Records from a collection
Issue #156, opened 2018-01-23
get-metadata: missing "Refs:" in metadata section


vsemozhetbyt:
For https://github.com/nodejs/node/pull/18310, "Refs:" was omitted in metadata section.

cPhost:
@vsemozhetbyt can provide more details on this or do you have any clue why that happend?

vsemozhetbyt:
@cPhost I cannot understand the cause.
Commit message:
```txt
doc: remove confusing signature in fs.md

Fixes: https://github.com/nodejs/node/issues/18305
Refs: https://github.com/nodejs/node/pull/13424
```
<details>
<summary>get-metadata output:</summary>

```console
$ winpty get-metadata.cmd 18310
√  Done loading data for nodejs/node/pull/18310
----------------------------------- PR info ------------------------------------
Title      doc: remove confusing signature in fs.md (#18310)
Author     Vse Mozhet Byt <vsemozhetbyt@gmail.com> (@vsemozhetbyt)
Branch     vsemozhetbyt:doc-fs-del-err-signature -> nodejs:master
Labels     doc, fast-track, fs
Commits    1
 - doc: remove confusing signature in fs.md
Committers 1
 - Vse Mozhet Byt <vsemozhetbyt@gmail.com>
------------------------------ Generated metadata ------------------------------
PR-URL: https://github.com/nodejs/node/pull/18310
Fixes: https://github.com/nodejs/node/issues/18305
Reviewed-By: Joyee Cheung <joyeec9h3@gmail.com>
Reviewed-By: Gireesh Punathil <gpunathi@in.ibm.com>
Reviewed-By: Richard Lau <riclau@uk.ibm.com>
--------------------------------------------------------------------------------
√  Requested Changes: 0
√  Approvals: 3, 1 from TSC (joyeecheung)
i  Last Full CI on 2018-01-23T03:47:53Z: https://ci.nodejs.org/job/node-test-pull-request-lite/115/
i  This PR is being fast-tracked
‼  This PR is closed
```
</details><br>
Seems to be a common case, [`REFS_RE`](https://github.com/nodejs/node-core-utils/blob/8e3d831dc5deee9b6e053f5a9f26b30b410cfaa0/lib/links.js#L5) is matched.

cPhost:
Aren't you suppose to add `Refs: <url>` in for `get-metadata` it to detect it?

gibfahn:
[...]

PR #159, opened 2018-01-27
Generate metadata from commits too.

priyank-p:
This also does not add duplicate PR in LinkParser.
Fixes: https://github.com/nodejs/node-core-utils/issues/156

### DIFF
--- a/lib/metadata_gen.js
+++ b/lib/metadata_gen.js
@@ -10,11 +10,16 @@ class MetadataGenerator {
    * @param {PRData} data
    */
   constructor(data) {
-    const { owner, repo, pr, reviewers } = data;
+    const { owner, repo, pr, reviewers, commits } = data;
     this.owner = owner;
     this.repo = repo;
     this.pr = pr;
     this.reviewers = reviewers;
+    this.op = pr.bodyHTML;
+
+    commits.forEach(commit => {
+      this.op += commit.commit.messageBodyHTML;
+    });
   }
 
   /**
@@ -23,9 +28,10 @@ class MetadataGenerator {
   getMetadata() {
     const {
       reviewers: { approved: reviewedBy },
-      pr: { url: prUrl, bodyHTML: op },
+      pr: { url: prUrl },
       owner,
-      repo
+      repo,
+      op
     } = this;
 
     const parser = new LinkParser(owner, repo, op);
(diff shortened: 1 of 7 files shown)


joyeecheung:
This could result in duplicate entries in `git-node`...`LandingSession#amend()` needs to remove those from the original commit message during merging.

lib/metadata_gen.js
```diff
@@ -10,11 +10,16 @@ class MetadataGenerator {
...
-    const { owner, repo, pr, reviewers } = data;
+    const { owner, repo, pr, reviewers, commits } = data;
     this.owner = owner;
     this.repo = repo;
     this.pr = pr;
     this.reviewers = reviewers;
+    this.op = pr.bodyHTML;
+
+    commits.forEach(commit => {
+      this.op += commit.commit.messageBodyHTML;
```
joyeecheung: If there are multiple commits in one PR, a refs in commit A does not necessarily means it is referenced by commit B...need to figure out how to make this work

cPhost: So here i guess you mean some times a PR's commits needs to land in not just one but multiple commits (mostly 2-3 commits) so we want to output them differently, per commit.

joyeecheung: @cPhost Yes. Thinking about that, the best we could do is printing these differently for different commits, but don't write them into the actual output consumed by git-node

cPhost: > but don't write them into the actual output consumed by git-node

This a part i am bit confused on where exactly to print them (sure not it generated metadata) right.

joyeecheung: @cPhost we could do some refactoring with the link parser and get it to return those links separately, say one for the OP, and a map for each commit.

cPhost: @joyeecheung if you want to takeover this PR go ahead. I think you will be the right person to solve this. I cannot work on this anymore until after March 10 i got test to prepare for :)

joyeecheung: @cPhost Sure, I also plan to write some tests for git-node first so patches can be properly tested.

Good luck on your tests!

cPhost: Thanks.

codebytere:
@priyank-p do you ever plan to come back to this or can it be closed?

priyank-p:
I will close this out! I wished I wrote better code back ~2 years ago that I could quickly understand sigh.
* * *
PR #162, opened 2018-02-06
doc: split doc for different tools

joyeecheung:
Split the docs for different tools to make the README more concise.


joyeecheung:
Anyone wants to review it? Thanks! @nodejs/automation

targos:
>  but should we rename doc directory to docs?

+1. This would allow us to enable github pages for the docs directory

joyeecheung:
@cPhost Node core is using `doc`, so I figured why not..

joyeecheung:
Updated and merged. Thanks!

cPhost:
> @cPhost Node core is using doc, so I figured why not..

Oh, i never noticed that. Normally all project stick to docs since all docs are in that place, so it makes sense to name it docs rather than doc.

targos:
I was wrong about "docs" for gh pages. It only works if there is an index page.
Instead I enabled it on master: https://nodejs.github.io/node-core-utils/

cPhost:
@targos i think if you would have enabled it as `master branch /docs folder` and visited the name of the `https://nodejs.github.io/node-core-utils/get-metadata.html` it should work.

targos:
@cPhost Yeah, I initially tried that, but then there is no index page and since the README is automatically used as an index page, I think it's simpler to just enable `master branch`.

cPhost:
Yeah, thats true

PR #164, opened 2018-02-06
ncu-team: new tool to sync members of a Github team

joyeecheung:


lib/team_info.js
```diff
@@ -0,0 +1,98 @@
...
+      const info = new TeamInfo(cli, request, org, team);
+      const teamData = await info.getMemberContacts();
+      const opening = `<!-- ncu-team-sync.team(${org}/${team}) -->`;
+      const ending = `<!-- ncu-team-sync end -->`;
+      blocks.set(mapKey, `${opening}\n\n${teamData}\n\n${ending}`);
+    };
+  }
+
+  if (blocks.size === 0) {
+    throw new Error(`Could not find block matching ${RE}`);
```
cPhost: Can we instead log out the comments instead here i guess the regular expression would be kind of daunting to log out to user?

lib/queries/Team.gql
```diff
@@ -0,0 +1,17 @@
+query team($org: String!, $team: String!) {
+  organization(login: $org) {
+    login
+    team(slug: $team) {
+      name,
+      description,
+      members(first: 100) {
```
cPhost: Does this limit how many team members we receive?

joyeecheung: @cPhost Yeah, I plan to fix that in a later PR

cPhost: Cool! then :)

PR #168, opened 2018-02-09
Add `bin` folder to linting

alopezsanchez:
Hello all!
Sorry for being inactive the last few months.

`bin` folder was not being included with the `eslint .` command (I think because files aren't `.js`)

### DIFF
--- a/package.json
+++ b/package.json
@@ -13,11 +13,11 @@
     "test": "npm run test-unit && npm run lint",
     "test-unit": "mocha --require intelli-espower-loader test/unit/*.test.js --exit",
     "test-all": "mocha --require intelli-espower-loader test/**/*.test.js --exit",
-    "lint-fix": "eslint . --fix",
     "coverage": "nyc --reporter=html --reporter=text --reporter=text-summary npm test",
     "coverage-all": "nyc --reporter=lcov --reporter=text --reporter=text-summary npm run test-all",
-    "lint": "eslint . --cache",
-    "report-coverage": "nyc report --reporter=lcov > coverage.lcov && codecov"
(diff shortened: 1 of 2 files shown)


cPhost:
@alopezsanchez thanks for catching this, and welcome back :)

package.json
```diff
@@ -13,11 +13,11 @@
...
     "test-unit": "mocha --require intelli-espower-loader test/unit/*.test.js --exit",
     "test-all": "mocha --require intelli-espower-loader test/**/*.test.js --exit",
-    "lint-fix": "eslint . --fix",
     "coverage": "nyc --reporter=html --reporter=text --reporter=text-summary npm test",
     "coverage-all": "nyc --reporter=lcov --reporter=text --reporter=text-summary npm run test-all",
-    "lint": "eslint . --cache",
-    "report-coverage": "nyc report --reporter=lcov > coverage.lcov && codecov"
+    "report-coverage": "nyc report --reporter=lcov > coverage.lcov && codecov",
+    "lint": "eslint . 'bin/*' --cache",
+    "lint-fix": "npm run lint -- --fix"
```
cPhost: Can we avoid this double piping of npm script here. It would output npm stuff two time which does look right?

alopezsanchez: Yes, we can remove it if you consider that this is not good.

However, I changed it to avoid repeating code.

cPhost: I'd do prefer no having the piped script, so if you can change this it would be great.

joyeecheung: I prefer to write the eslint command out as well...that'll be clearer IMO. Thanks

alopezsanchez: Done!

EXERCISE INSTRUCTIONS:
State how many lines in the entries hold the word "figured", giving the number alone.

TASK RESPONSE:
2